Input data:
····················
PR #2358, opened 2018-01-04
Planning: added multi-thread for dp_st_graph.

lianglia-apollo:


modules/planning/common/planning_gflags.cc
····················
What to produce: Reproduce the material word for word. Leave nothing out.

Response below:
PR #2358, opened 2018-01-04
Planning: added multi-thread for dp_st_graph.

lianglia-apollo:


modules/planning/common/planning_gflags.cc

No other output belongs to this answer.